▶ **PROBLEM**:
Send back exactly the lines from the opening line of the records below through the one with "# Get the git".

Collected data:
PR #957, opened 2016-06-20
Removed unused code; fixed platform code for py2.x; improved chmod

insomniacslk:
* real_path and discover_include_paths were unused
* the use of platform.uname() from my previous commit was working only with Python3. Python2.7 uses a regular tuple
* modified make_executable to be more readable and portable

### DIFF
--- a/bazel_configure.py
+++ b/bazel_configure.py
@@ -15,7 +15,7 @@
 import os
 import re
 import sys
-import shutil
+import stat
 import getpass
 import datetime
 import platform
@@ -42,7 +42,7 @@ def discover_user():
 # Discover the name of the host compiling
 ######################################################################
 def discover_host():
-  return platform.uname().node
+  return platform.node()
 
 ######################################################################
 # Get the time of the setup - does not change every time you compile
@@ -54,19 +54,19 @@ def discover_timestamp():
 # Get the processor the platform is running on
 ######################################################################
 def discover_processor():
-  return platform.uname().machine
+  return platform.machine()
 
 ######################################################################
 # Get the operating system of the platform
 ######################################################################
 def discover_os():
-  return platform.uname().system
+  return platform.system()
 
 ######################################################################
 # Get the operating system version
 ######################################################################
 def discover_os_version():
-  return platform.uname().release
+  return platform.release()
 
 ######################################################################
 # Get the git sha of the branch - you are working
@@ -123,12 +123,6 @@ def real_program_path(program_name):
     return os.path.realpath(which_path)
 
   return None
-
-######################################################################
-# Get the real path of the program
-######################################################################
-def real_path(apath):
-  return os.path.realpath(apath)
 
 def fail(message):
   print("\nFAILED:  %s" % message)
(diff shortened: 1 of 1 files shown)


maosongfu:
@nlu90 
Can u take a look at the why the local integration test case "KILL_TMASTER" failed? 
Also, I noticed that:
1. If "ERROR:root:Failed to get expected and actual results", the local integration script will not kill the test topology.
2. When invoking:
```
submitTopology(
        params['cliPath'], 
        params['cluster'],
        params['testJarPath'], 
        params['topologyClassPath'],
        params['topologyName'],
        params['readFile'],
        params['outputFile']
    )
```
the local integration script consider the submission fails only when it throws exceptions, without taking care the case return code is -1.

Both of them seem are kind of bugs.

insomniacslk:
The tests seem to be passing now, I guess it was an issue unrelated to my PR

maosongfu:
Yes, it was caused by some flaky tests and non-related to your pull request.

nlu90:
@maosongfu I relaunched the test yesterday and it passed. This is a flaky test due to python file open and read operations. It's not caused by this PR. And for your suggestion, we can refine the test in a separate pr

bazel_configure.py
```diff
@@ -42,7 +42,7 @@ def discover_user():
 # Discover the name of the host compiling
 ######################################################################
 def discover_host():
-  return platform.uname().node
+  return platform.uname()[1]
```
nlu90: call `platform.node()` instead

bazel_configure.py
```diff
@@ -54,19 +54,19 @@ def discover_timestamp():
 # Get the processor the platform is running on
 ######################################################################
 def discover_processor():
-  return platform.uname().machine
+  return platform.uname()[4]
```
nlu90: call `platform.machine()` instead

bazel_configure.py
```diff
@@ -54,19 +54,19 @@ def discover_timestamp():
...
 
 ######################################################################
 # Get the operating system of the platform
 ######################################################################
 def discover_os():
-  return platform.uname().system
+  return platform.uname()[0]
```
nlu90: call `platform.system()` instead

bazel_configure.py
```diff
@@ -54,19 +54,19 @@ def discover_timestamp():
...
 
 ######################################################################
 # Get the operating system version
 ######################################################################
 def discover_os_version():
-  return platform.uname().release
+  return platform.uname()[2]
```
nlu90: call `platform.release()` instead

bazel_configure.py
kramasamy: +1 - makes it more readable

bazel_configure.py
kramasamy: +1 - makes it more readable

bazel_configure.py
kramasamy: +1

bazel_configure.py
kramasamy: +1

insomniacslk: you're really doing +1 on all the notes from @nlu90? :D

insomniacslk: However good point, I'm replacing the calls as @nlu90 suggest, except that these are function calls, not attributes.

nlu90:
LGTM 👍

▶ **RESULT**:
PR #957, opened 2016-06-20
Removed unused code; fixed platform code for py2.x; improved chmod

insomniacslk:
* real_path and discover_include_paths were unused
* the use of platform.uname() from my previous commit was working only with Python3. Python2.7 uses a regular tuple
* modified make_executable to be more readable and portable

### DIFF
--- a/bazel_configure.py
+++ b/bazel_configure.py
@@ -15,7 +15,7 @@
 import os
 import re
 import sys
-import shutil
+import stat
 import getpass
 import datetime
 import platform
@@ -42,7 +42,7 @@ def discover_user():
 # Discover the name of the host compiling
 ######################################################################
 def discover_host():
-  return platform.uname().node
+  return platform.node()
 
 ######################################################################
 # Get the time of the setup - does not change every time you compile
@@ -54,19 +54,19 @@ def discover_timestamp():
 # Get the processor the platform is running on
 ######################################################################
 def discover_processor():
-  return platform.uname().machine
+  return platform.machine()
 
 ######################################################################
 # Get the operating system of the platform
 ######################################################################
 def discover_os():
-  return platform.uname().system
+  return platform.system()
 
 ######################################################################
 # Get the operating system version
 ######################################################################
 def discover_os_version():
-  return platform.uname().release
+  return platform.release()
 
 ######################################################################
 # Get the git sha of the branch - you are working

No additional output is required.